The Principle of Explosion is the crux of one of Popper’s most convincing arguments against the Principle of Induction as the basis for scientific knowledge.
It was assumed by many philosophers of science before Popper that science relied on some undefined Principle of Induction which allowed one to generalize from a finite list of experiences to a general rule about the universe. For example, the Principle of Induction would allow one to deduce from enough statements like “I dropped a ball and it fell” and “My friend dropped a wrench and it fell” to “When things are dropped, they fall.” But Popper argued against the existence of the Principle of Induction. In particular, he pointed out that:
If there were some way to prove a general rule by demonstrating the truth of a finite number of examples of its consequences, then we would be able to deduce anything from such a set of true statements.

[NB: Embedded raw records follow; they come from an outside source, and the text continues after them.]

PR #804, opened 2026-03-07
Convert hal-runtime SPEC.md to OpenSpec base specs

halclarke97:
Automated by CC v2. Task: convert-hal-runtime-spec-md-to-openspec-base-specs-c6536d


halclarke97:

PR #2114, opened 2026-04-29
fix(poll-loop): apply pre-task scripts to follow-up injections too

robbyczgw-cla:
## Summary

Pre-task scripts were applied to the **initial** message batch but not to messages arriving as **follow-ups** during an active query. A scheduled task with a `script` gate that returned `wakeAgent: false` would therefore wake the agent every time it landed mid-stream — silently bypassing the gate.

## Reproduction

1. Schedule a task with a `script` that returns `{ wakeAgent: false }` and an interval that fires while the agent is mid-turn (e.g. `*/10 * * * *` monitoring cron).
2. Send a chat message that triggers a multi-step turn (anything taking >10s).
3. Observe: the cron task wakes the agent every 10 min anyway. `[task-script]` log lines never appear for those follow-up firings.

Expected: the script gate suppresses the tick exactly as it does for the initial batch.

## Fix

`container/agent-runner/src/poll-loop.ts` — the `setInterval` follow-up poller now runs `applyPreTaskScripts` on the new-message batch, mirroring the initial-batch path at line ~141. Behavior:

- `wakeAgent: false` (or script error) → task row marked completed and dropped from the follow-up push
- `wakeAgent: true` → `scriptOutput` enrichment carried through into the prompt, same as the initial path
- A `pollInFlight` guard serializes async runs so an interval tick won't overlap with a still-running script execution

The work is wrapped in a `MODULE-HOOK:scheduling-pre-task-followup` marker block to match the convention used by the initial-batch hook.

## Why now

The follow-up branch existed before scheduling/script-gating was added. When `applyPreTaskScripts` was introduced for the initial batch it was never extended to the concurrent-poll path — the bug has been latent since the script-gate feature landed.

## Test plan

- [x] TypeScript compile (`pnpm exec tsc -p container/agent-runner/tsconfig.json --noEmit`) clean
- [x] Reproduced on a real install with a `*/10` monitoring cron + active query → cron fired every 10 min before fix; gated correctly after fix (no `[task-script]` log lines = drop, with output = inject)
- [ ] Reviewer: confirm `pollInFlight` guard semantics — interval-fires-while-script-runs is the only realistic overlap path, and the guard makes that a no-op rather than queueing.

## Risk

Low. The follow-up branch already issued an async `query.push`; the only behavior change is gating that push behind the same script-result rules the initial batch already uses. If the scheduling module is absent (no `task-script.js`), the dynamic import throws, the `try/finally` clears `pollInFlight`, and the next tick retries — same failure-recovery posture as the rest of the poller.


gavrielc:
@robbyczgw-cla Thank you for the contribution!!

PR #2115, opened 2026-04-29
fix(session-manager): derive attachment extension from mimeType and att.type

robbyczgw-cla:
## Summary

When the channel bridge passes an attachment without an explicit `name`, `extractAttachmentFiles` falls back to `attachment-<ts>` — losing the file extension. Agents (and humans browsing the inbox) can't tell whether `attachment-1745672123` is a JPEG, PDF, or audio clip.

Right? By the Principle of Explosion, a self-contradictory statement implies the truth of all statements. If we accepted the Principle of Induction, then the same evidence that proves “When things are dropped, they fall” would also prove “All cats are assholes and there exists at least one cat that is not an asshole,” which would prove every statement we can imagine.
So what does this have to do with falsification in differential diagnosis? Well, imagine you’ve come up with these hypotheses to explain some API slowness you’re troubleshooting:
Hypothesis Alpha: contention on the table cache is too high, so extra latency is introduced for each new table opened
Hypothesis Bravo: we’re hitting our IOPS limit on the EBS volume attached to the database server
There are many test results that would be compatible with Hypothesis Alpha. But unless you craft your tests very carefully, those same results will also be compatible with Hypothesis Bravo. Without a highly specific test for table cache contention, you can’t prove Hypothesis Alpha through a series of observations that agree with it.
What you can do, however, is try to quickly falsify Hypothesis Bravo by checking some graphs against some AWS configuration data. And if you do that, then Hypothesis Alpha is the your best remaining guess. Now you can start treating for table cache contention on the one hand, and attempting the more time-consuming process (especially if it’s correct!) of falsifying Hypothesis Alpha.
Isn’t this kind of abstract?
Haha OMG yes. It’s the most abstract. But that doesn’t mean it’s not a useful idea.
If it’s your job to troubleshoot problems, you know that tunnel vision is very real. If you focus on generating alternate hypotheses and falsifying them, you can resist tunnel vision’s allure.